### [Problem details]
Where a line holds the word "false", copy it from the records.

### [Stored data entries]
--------

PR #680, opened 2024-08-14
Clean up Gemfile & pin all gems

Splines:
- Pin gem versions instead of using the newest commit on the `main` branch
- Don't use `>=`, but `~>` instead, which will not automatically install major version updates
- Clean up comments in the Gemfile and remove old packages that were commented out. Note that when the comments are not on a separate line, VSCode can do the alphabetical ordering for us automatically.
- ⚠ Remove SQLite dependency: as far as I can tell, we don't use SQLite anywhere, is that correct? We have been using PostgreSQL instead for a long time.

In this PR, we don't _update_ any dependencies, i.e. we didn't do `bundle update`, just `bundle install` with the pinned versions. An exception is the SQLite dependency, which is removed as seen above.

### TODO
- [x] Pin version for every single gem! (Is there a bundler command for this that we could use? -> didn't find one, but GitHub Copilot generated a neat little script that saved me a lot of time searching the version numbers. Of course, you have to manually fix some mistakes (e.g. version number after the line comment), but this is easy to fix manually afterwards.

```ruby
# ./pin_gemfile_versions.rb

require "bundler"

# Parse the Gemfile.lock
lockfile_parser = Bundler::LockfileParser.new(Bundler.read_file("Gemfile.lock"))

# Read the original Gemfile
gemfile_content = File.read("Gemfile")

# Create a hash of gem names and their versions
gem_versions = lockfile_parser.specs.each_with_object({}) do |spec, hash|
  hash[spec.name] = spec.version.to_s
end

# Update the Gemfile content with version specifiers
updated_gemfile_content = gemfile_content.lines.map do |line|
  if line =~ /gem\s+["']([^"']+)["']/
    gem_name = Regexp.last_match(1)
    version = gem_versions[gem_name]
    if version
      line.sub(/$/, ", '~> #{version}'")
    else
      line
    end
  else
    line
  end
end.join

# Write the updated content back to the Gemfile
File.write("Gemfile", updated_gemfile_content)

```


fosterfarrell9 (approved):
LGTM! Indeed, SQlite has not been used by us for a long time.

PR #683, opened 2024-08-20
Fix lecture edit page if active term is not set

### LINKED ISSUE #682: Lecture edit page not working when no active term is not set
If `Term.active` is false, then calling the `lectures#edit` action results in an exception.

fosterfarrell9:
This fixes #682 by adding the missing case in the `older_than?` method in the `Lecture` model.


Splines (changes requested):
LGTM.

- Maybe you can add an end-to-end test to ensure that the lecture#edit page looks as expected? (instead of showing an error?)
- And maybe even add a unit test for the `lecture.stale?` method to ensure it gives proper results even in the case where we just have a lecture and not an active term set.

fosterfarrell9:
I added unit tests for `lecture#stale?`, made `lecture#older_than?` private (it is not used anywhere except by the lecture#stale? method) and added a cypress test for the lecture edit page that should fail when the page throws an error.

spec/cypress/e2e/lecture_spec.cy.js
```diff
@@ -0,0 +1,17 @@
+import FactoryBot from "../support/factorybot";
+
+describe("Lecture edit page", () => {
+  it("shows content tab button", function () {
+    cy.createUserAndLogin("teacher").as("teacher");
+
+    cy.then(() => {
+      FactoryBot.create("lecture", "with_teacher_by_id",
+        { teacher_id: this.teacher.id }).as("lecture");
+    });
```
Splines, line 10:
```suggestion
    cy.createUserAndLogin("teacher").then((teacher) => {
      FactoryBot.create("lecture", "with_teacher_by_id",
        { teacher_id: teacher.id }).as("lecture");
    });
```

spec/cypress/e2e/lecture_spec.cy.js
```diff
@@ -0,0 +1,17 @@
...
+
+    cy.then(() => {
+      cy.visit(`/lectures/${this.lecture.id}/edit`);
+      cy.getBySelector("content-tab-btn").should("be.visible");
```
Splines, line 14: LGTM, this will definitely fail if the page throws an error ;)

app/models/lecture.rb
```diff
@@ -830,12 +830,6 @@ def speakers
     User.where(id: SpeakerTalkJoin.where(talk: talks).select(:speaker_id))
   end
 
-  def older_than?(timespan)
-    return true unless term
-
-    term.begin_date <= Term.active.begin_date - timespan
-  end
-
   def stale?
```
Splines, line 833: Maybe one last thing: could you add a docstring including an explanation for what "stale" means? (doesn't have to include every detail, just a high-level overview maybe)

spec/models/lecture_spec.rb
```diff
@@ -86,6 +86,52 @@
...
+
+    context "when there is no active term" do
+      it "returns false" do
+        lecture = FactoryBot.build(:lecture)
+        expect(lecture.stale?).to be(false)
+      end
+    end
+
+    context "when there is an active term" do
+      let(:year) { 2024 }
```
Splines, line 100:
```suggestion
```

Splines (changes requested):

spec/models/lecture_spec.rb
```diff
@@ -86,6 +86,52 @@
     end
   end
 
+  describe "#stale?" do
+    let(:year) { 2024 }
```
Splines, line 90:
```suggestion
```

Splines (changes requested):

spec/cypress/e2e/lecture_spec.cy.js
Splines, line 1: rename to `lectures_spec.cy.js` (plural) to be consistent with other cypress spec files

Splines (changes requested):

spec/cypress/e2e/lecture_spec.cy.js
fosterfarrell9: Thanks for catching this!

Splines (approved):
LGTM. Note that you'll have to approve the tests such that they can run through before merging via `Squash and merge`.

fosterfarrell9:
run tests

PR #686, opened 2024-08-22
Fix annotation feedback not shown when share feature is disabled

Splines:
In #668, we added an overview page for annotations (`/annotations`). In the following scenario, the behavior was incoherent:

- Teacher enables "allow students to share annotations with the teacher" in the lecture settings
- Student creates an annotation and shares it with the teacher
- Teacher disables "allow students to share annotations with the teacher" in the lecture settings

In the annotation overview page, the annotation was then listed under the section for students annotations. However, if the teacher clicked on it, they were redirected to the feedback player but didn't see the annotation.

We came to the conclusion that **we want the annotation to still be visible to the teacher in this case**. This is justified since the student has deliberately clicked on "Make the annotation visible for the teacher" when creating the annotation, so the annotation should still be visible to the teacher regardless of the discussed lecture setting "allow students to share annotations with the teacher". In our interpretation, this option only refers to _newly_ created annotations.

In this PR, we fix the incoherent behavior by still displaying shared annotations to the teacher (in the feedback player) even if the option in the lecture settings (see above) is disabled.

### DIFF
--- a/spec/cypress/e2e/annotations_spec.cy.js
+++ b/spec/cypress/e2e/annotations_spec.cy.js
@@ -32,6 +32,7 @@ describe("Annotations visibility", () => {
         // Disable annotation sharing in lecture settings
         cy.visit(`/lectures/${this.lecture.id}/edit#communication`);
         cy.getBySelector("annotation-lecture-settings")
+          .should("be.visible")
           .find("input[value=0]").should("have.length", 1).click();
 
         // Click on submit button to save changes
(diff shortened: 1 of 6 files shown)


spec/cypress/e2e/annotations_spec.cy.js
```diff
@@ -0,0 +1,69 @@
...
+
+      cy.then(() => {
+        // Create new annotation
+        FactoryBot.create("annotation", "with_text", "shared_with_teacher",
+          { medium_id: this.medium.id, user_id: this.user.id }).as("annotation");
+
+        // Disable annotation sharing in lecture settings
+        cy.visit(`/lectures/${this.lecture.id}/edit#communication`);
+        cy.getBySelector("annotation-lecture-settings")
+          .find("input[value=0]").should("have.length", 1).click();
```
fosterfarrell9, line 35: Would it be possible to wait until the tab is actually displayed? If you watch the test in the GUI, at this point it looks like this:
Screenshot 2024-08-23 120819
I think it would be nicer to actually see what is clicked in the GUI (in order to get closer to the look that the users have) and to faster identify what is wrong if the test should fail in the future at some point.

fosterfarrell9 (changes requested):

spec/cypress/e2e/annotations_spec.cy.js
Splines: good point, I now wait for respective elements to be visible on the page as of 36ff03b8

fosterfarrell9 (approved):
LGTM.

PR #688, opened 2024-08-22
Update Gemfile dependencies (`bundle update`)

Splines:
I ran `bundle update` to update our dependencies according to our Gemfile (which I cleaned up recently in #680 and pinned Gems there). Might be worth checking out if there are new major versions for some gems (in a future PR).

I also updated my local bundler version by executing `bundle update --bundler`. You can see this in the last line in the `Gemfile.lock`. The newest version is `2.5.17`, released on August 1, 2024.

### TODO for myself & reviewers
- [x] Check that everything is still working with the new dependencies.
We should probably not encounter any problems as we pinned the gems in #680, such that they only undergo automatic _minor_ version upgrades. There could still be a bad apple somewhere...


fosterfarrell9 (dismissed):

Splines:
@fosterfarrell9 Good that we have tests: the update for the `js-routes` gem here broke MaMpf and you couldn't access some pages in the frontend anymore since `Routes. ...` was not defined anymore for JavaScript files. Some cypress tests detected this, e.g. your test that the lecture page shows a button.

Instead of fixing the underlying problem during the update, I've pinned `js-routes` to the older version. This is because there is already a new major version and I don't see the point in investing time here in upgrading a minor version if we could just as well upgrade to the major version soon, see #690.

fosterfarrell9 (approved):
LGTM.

--------

### [Task result]
If `Term.active` is false, then calling the `lectures#edit` action results in an exception.
+      it "returns false" do
+        expect(lecture.stale?).to be(false)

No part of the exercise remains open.